### REQUIREMENT
Find the string "IPinningIndex" in the entries and copy each line that has it.

### SOURCE RECORDS
=-=-=-=-=
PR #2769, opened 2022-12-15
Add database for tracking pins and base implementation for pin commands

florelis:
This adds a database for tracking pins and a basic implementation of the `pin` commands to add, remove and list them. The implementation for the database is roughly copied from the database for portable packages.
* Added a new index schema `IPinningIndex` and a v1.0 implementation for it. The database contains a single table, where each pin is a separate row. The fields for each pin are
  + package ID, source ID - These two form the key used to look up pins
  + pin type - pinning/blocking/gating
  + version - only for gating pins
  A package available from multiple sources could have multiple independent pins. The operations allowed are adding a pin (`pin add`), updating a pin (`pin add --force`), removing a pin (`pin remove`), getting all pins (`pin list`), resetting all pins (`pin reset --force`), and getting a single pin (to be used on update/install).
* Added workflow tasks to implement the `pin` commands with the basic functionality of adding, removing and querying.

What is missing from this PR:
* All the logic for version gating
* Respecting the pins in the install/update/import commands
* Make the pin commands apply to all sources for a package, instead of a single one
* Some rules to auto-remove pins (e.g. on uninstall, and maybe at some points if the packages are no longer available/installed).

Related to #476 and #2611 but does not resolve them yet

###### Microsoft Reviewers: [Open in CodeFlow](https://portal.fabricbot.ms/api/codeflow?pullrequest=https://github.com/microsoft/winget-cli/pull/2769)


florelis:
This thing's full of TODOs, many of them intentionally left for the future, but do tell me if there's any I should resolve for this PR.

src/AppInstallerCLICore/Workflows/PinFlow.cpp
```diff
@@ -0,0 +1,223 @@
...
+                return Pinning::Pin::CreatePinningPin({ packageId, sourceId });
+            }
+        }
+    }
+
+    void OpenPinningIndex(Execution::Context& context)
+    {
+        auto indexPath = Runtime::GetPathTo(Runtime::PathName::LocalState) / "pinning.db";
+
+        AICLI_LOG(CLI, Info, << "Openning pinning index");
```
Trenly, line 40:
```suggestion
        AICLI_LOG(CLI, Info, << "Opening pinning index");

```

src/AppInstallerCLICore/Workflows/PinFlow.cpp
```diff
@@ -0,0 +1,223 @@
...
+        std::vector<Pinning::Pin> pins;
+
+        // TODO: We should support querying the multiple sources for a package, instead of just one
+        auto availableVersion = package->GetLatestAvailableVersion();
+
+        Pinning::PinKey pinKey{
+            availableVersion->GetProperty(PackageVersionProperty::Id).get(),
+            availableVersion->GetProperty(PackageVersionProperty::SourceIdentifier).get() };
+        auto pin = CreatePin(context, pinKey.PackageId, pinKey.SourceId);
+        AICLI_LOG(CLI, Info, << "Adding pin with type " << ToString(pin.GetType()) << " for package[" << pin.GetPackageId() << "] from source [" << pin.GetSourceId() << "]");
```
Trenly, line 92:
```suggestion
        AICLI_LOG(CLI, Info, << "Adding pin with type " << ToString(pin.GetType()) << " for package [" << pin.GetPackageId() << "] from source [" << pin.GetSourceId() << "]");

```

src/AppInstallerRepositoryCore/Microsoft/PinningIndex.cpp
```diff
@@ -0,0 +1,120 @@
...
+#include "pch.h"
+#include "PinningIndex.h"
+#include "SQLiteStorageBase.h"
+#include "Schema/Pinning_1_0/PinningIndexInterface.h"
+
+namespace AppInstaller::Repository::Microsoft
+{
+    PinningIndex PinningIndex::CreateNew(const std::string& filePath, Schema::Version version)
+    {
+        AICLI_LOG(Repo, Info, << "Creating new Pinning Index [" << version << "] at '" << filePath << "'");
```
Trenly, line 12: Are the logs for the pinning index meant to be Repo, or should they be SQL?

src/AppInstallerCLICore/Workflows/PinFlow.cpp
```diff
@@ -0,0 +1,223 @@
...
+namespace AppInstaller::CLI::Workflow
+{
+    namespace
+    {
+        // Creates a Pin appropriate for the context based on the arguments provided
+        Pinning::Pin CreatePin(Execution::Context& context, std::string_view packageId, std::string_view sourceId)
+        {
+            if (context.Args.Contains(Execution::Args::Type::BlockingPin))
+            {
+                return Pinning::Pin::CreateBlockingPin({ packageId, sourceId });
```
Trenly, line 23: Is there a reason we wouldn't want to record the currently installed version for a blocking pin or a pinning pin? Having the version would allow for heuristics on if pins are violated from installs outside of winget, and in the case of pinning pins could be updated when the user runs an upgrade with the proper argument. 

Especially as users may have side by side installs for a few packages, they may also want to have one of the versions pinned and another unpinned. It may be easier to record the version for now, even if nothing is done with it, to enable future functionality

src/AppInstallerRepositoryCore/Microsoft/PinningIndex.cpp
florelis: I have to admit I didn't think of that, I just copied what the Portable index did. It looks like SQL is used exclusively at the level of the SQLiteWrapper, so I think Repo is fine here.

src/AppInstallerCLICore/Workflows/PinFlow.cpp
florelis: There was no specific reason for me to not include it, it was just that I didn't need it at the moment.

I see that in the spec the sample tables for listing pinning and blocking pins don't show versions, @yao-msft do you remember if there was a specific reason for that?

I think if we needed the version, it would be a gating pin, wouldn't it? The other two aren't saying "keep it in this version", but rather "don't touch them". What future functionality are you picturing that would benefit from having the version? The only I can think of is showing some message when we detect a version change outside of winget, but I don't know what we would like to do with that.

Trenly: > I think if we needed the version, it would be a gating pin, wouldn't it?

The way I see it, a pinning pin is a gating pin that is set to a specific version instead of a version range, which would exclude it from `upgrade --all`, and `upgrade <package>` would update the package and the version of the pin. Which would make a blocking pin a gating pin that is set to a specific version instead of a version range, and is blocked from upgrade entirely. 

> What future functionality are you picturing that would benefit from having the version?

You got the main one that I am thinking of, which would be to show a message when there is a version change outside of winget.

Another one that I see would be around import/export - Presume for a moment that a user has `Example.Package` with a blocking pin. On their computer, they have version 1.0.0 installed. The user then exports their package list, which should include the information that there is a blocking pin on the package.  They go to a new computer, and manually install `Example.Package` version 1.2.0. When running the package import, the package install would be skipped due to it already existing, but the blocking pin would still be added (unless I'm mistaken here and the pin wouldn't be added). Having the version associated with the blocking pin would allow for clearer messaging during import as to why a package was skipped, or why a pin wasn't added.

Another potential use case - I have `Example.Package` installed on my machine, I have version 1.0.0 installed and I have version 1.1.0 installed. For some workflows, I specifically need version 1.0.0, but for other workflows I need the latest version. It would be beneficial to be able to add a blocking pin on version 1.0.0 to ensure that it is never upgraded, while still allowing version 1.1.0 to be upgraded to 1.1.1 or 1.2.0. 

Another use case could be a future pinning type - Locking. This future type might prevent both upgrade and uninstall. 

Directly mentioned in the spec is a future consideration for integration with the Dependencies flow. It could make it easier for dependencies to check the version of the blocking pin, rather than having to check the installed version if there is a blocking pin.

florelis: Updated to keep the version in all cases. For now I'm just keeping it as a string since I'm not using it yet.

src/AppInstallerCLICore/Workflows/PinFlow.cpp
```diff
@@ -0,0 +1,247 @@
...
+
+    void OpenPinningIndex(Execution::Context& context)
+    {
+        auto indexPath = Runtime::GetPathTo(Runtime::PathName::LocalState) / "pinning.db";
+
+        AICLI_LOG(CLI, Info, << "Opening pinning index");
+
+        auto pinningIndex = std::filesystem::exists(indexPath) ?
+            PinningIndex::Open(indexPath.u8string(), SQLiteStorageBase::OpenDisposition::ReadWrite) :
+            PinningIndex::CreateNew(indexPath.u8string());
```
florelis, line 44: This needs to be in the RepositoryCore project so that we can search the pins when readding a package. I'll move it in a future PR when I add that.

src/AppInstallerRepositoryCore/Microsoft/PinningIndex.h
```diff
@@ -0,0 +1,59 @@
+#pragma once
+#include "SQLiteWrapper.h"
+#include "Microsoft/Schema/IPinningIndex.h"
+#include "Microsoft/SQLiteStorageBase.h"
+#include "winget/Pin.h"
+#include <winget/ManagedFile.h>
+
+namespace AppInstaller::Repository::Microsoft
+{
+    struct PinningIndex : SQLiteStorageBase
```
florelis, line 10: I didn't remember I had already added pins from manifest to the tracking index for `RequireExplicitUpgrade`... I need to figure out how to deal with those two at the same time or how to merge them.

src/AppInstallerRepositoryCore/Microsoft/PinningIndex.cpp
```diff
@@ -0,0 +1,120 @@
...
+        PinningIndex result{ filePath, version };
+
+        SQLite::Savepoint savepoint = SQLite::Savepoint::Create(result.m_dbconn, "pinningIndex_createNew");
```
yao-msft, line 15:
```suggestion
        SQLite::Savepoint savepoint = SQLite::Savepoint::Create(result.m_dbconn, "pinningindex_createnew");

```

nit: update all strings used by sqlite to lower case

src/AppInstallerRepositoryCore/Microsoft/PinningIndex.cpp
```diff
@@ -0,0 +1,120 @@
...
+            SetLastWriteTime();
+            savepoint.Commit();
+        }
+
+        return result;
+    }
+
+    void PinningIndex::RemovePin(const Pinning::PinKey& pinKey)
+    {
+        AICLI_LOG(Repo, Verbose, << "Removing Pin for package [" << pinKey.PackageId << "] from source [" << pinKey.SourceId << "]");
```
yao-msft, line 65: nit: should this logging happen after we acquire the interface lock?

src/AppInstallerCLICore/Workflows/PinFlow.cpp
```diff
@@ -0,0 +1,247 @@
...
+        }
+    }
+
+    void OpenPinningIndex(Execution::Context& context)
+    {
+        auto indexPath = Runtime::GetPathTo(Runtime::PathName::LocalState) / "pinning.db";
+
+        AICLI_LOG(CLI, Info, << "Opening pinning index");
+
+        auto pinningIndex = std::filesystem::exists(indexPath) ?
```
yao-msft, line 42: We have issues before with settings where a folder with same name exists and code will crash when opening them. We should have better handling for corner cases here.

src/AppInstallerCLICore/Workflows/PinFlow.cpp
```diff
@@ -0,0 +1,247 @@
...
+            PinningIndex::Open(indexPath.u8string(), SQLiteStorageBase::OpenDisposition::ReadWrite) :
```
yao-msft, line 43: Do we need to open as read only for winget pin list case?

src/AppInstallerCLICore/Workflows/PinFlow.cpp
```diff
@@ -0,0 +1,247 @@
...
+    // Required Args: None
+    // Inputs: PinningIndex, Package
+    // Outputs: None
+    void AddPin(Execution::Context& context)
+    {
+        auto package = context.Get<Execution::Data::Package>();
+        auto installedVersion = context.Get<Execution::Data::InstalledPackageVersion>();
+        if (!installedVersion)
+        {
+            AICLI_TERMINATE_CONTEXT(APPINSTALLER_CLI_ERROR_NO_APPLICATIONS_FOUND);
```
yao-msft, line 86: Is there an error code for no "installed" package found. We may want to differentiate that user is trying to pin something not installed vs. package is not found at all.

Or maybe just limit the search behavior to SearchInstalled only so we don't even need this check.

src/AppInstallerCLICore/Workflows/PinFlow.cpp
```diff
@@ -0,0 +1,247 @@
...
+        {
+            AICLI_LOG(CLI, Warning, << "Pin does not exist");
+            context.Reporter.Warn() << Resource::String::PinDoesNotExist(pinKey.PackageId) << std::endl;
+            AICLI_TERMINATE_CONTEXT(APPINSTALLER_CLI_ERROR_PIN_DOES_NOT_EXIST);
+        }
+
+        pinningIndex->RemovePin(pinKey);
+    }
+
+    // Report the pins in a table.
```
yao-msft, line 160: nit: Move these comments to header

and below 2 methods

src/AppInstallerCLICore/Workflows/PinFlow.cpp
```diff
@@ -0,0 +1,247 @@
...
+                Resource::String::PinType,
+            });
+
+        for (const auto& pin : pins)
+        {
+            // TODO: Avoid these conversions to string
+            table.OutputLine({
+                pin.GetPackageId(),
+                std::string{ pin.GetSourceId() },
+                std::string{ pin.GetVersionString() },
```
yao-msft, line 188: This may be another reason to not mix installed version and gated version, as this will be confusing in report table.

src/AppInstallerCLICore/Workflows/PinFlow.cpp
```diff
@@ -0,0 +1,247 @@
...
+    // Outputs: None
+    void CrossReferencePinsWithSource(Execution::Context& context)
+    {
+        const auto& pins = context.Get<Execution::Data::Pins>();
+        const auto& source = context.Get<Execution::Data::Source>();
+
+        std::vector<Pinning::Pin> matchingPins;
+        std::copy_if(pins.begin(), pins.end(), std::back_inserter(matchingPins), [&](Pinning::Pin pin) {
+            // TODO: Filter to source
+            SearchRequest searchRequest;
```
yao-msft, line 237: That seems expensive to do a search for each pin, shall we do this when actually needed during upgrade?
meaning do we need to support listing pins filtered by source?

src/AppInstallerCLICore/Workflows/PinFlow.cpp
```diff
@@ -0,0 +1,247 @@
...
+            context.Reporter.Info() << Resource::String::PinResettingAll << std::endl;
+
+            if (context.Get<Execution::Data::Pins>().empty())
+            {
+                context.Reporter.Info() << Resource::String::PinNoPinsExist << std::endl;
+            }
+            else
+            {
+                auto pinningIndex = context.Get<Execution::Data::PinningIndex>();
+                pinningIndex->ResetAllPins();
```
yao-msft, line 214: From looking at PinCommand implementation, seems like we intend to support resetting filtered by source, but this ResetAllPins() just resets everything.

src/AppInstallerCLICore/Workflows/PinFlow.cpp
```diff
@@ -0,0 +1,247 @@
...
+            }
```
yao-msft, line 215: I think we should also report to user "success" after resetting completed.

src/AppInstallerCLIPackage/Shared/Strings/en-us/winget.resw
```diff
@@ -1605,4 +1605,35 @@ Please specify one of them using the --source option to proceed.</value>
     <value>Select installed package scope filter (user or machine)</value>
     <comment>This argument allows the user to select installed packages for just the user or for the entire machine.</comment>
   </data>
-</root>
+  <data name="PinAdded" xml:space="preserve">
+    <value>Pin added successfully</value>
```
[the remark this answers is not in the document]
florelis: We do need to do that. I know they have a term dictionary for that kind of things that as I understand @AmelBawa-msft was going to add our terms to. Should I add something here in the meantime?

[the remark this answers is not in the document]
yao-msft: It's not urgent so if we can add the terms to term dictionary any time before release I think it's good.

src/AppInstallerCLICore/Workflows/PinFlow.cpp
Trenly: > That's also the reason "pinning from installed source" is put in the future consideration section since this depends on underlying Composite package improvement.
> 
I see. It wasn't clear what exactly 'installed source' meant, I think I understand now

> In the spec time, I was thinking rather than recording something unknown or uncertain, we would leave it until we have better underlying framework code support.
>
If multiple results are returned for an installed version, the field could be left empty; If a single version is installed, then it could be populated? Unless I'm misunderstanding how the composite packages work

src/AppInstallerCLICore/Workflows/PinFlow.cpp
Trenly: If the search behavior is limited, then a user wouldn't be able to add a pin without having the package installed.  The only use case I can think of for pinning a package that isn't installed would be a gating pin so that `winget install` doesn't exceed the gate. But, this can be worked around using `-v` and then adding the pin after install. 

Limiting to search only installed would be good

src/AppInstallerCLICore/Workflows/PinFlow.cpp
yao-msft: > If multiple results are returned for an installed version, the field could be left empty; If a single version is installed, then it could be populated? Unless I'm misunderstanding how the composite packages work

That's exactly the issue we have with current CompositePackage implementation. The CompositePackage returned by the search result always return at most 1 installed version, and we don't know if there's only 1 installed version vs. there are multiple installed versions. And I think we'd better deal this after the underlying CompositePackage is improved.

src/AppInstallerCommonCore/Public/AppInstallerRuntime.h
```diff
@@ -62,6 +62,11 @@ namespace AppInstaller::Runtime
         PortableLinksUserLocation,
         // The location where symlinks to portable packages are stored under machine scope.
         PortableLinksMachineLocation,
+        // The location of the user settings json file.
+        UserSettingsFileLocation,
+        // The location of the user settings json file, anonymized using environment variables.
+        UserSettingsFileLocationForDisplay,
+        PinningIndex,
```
=-=-=-=-=
### EXERCISE RESPONSE
* Added a new index schema `IPinningIndex` and a v1.0 implementation for it. The database contains a single table, where each pin is a separate row. The fields for each pin are
+#include "Microsoft/Schema/IPinningIndex.h"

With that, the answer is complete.